VANCOUVER — Shares of Nautilus Minerals (TSX: NUS; US-OTC: NUSMF) have been on the rise following an agreement with the Papua New Guinean (PNG) government that allows for the mining of the company’s Solwara 1 undersea polymetallic project.
Nautilus is planning to mine high-grade sea floor massive-sulphide systems 30 km from PNG’s coastline and within its territorial waters. In March 2011 the PNG government signed an option to acquire a 30% stake in Solwara 1 in exchange for covering 30% of the project’s costs leading up to the date, as well as 30% of any future costs.
A dispute arose in mid-2012 when Nautilus claimed it had yet to receive any funds from the PNG government. A “resolution” process concluded on Oct. 3, 2013, when an arbitrator ordered the state to comply with its obligations under the project agreement. The ruling dictated that the PNG authorities issue payment by Oct. 23, 2013, with the company estimating the total amount payable at US$118 million.
Nautilus reported it did not receive funds by the deadline, and opted to terminate its agreement with PNG in accordance with the option conditions. It took another two months, but on April 24 the company announced it had independently resolved the issue and signed a new agreement with the government.

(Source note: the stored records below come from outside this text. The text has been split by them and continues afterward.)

PR #888, opened 2023-01-20
Remove actionName from docs

jaamulberry:
Replace ```actionName``` with ```action```.

```actionName``` no longer works.

### DIFF
--- a/docs/notifications/actionable.md
+++ b/docs/notifications/actionable.md
@@ -345,7 +345,7 @@ automation:
       - platform: event
         event_type: ios.notification_action_fired
         event_data:
-          actionName: "SOUND_ALARM"
+          action: "SOUND_ALARM"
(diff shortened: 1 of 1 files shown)


dshokouhi:
`actionName` seems to be used for a different event type altogether than `action`. That looks like an iOS specific event, lets wait for the iOS team to confirm if this is old and should be removed.

jaamulberry:
Hey @dshokouhi . That sounds good. If both are used the documentation should still be updated to call this out. Happy to add a commit with the language if the iOS team says it's still used. However I tested on Ipad and `actionName` did not work for me for an actionable notification

zacwest:
`ios.notification_action_fired` is a historic event, and the section you are modifying is "how to conver the historic event to the newer event"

“We know everyone would like to see things happen more quickly,” president and CEO Michael Johnston said in a phone interview, noting that the deal is close in value to the arbitration ruling.
“But PNG is a prospective place with a lot of large projects under consideration in the mineral and energy sectors, so a lot of the time we had to literally ‘take a number’ to undertake those discussions,” he added. “The people very much want to be active participants in the country’s resource development, and we’ve been trying to help them achieve that. That being said, when there are billions of dollars of potential resource investment, the government has to be mindful with these partnership agreements.”

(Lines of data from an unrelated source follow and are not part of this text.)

PR #889, opened 2023-01-21
Add docs for Wear OS notification commands

dshokouhi:
Docs for: https://github.com/home-assistant/android/pull/3253

I also realized that a few additional parameters still apply to Wear OS and tested that they do indeed work so wanted to add these as well.

### DIFF
--- a/docs/wear-os/wear-os.md
+++ b/docs/wear-os/wear-os.md
@@ -77,6 +77,8 @@ Currently only the following parameters are supported.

Under the redesigned option, PNG will take an initial 15% stake in the project. The government can opt to take up to another 15% interest within one year of signing, and will pay Nautilus a non-refundable deposit for its initial 15% interest of US$7 million. The agreement is also conditional on the government securing its 15% share of the requisite development capital — which is pegged at US$113 million — by the end of July.
“It’s been in the media over here that after the government signed the agreements with us, they signed the finance agreements with Bank South Pacific for the full investment amount for this deal. There may be a little bit of administrative tape to get through, but for my money it looks like the funds are on the way,” Johnston said.
Meanwhile, Nautilus has been developing its sea-floor production tools, which include a bulk cutter, auxiliary cutter and collecting machine. The excavation and collection process is being split into three stages, which wouldl each be carried out by a different vehicle.
The auxiliary cutter is designated as a “pioneering machine,” which prepares the seabed for the more powerful bulk cutter. The two machines gather excavated material, while the collecting machine would harvest the cut material by drawing it in as sea-water slurry with internal pumps and pushing it through a flexible pipe to the subsea pump, and on to the production ship using a riser system.
Solwara 1 is found 1,600 metres below the surface of the Bismarck Sea. It hosts indicated resources of 1 million tonnes grading 7.2% copper, 5 grams gold per tonne, 23 grams silver and 0.4% zinc. Inferred resources add 1.5 million tonnes of 8.1% copper, 6.4 grams gold, 34 grams silver and 0.9% zinc.
“The timeline moving forward will be dictated by the vessel contract,” Johnston said. “We’re in discussions with ship builders at the moment, and there’s a tender process underway. One of the conditions of the deal for us is securing a vessel that meets the specifications the joint venture has agreed on. Once we have the contract sorted out it will take between two and three years to build, though we won’t know the final time frame on that until we get the quotes in from the yard we select. Our goal is to have the contract signed by year-end.”
Nautilus shares jumped 70%, or 16.5¢, after the news before closing near a 52-week high at 40¢ at press time, on 5.4 million shares traded. The company has 441 million shares outstanding for a $176.3-million market capitalization. The company reported working capital of $36 million at the end of 2013 after closing a $40-million rights offering in mid-June, wherein it issued 200 million shares at 20¢ per share.